As shown in the Figure 5, while high thermal conductivity of Electrocaloric

materials can contribute to EC device performance, the heat generated/absorbed by the ECE requires high thermal conductivity for efficient transport. When the thermal conductivity of EC material increases, efficiency, temperature change of the water, and the power of the model all increases by approximately the same degree. As the thermal conductivity of the EC material increases, more heat can be conducted, which means the heat that transferred from the EC material to the water may be huge, and the process can occur more efficiently. This is made possible by higher temperature change of the liquid-water, the power, and high efficiency of the model. Hence, it can be concluded that it is meaningful to develop EC materials with high thermal conductivity to increase thermal treatment efficiency.

4) The Electric Field Applied

The level of EC temperature change is directly related to both material properties and the voltage applied to the material. Scientists have put significant amounts of efforts to maximize EC temperature change. It has been reported that a temperature change of 50 K has been achieved using a composite material of PVDF based polymer and perovskite nanoparticle. However, high voltage has high requirement for the longevity and stability of EC materials to be used. It is interesting to study the relation between EC device performances (including total device temperature change, power density and energy efficiency) and EC materials temperature change. As we can see from Figure 6, when the voltage of the electric field applied increases, the efficiency of the model generally decreases. When the voltage of the electric field applied increases, the increase of the water temperature and the power of the model is approximately linear. The increase of the applied electric field leads to immediate temperature change of the EC material. Thus, the temperature change of liquid water will increase, given that it will absorb more heat. Also, since the water absorbs more energy, the power and efficiency of the use water will also increase. The discrete dots in the first graph indicates that EC temperature change may not be an influential factor of the efficiency. Thus, some minor errors in the simulation may cause some data fluctuation. This partially explains why there isn’t a positive correlation in the first graph above.
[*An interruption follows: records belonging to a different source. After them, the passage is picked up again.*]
PR #156, opened 2025-03-17
Wire up CLI for scan and host offloading

tengyifei:
In the previous PR (https://github.com/AI-Hypercomputer/torchprime/pull/157) we added the ability to replace a sequence of layers with scan and in an earlier PR (https://github.com/AI-Hypercomputer/torchprime/pull/151) we added the ability to offload tensors by transforming a graph. This PR changes the CLI to be able to select either for-loop, scan, or scan+host offloading.

In order to mix-and-match `sharding` configs with scan/offloading configs without creating a combinatorial explosion, I had to add a new config group called `remat` and add scan and offloading there. Since `activation_checkpointing_layers` and the optimization barrier is also part of remat, I moved it there too. This means the only left config in the `scaling` group is `sharding`, so I've hoisted `sharding` to be top level. This moves a bunch of files but it's mostly `s/scaling/sharding`.


torchprime/torch_xla_models/train.py
```diff
@@ -171,25 +172,65 @@ def _get_train_dataloader(self):
...
-
-    logger.info(f"Enabling activation checkpointing on {classes}")
+    layers_to_scan = self.config.model.remat.get("scan_layers", None)
+    offload_tensors = self.config.model.remat.get("offload_tensors", [])
+
+    # Checking preconditions and logging.
+    if remat_classes:
+      logger.info(f"Enabling activation checkpointing on {remat_classes}")
+    if layers_to_scan:
+      assert isinstance(layers_to_scan, str)
```
zpcore, line 186: Based on the logic, it only supports one module to be scanned. Is this true?

zpcore (approved):
LGTM! Left one question.

torchprime/torch_xla_models/configs/default.yaml
```diff
@@ -47,3 +47,16 @@ dcn_mesh:
...
+# in the `model/remat` directory.
+model:
+  remat:
+    # If specified, compile a module of type `HomogeneousSequential` located at the
+    # given path in the module tree using `torch_xla.experimental.scan_layers`.
+    scan_layers: null
+
+    # If specified, offload these tensors to host RAM during the forward pass and
+    # move them back during the backward pass.
+    offload_tensors: []
```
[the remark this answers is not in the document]
tengyifei: ah, yes

torchprime/torch_xla_models/train.py
tengyifei: > Then there can only be one layer to be offloaded.

There can only be one _sequence_ of homogenous layers whose individual layers have offloading.

For example, if `layers_to_scan` is `model.layers`, then that will match the `HomogenousSequential` object that wraps e.g. 126 decoder layers in case of Llama 3.1 405B. Even though we can only add offloading to one sequence of layers, this ends up cover 126 individual decoder layers.

For LLM decoders this works nicely since most of the tricks center around the decoder layer. But I imagine for other fancier models this would not be sufficient.

PR #64, opened 2020-06-12
Fix the `loop.wisl` example

raduml97:


giltho:
Why was this closed ?

raduml97:
@giltho build fails for some reason

PR #65, opened 2020-06-12
Fix pointer to scalars in bispecs

giltho:
For @raduml97 
Can you check that, given test.c, specs.expected is what you want ?


raduml97:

5) The Thickness of EC Materials

Furthermore, the performance of EC cooling devices is also related to the mass of EC materials used. As shown in the Figure 7, When the thickness of EC material increases, the efficiency decreases gradually. When the thickness of EC material increases, dT of water and the power of the model increases at approximately the same level. As the thickness of the EC material increases, more molecules of the material are being utilized. When this happens along with the application of the electric field, more molecules will transform from random movement to orderly movement, which results in an increase in the amount of heat being released. In this way, more heat can be transferred to the water, causing an increase in water temperature and power. However, with the increase of

EC thickness, the percentage of heat transferred from EC materials to the cooling fluid can be significantly decreased, which lowers the efficiency.

6) The Kind of Liquid Used

As shown from the Table 2 above, the use of gasoline in the place of cooling fluid can yield the greatest change in temperature, ceteris paribus, while the model that uses water yields the greatest power and best efficiency. The less the value of the specific heat a liquid has, the more temperature change may occur when the same type of electric field is applied.

4. Conclusion

In this paper, a compact cooling devices based on Electrocaloric materials has been designed. Factors which affect the performance of the thermal device have also been modeled and analyzed. Finite element simulation shows that a high efficiency can be reached through stated model. It is expected that this study can be a guide for further research in the discovery of better EC materials.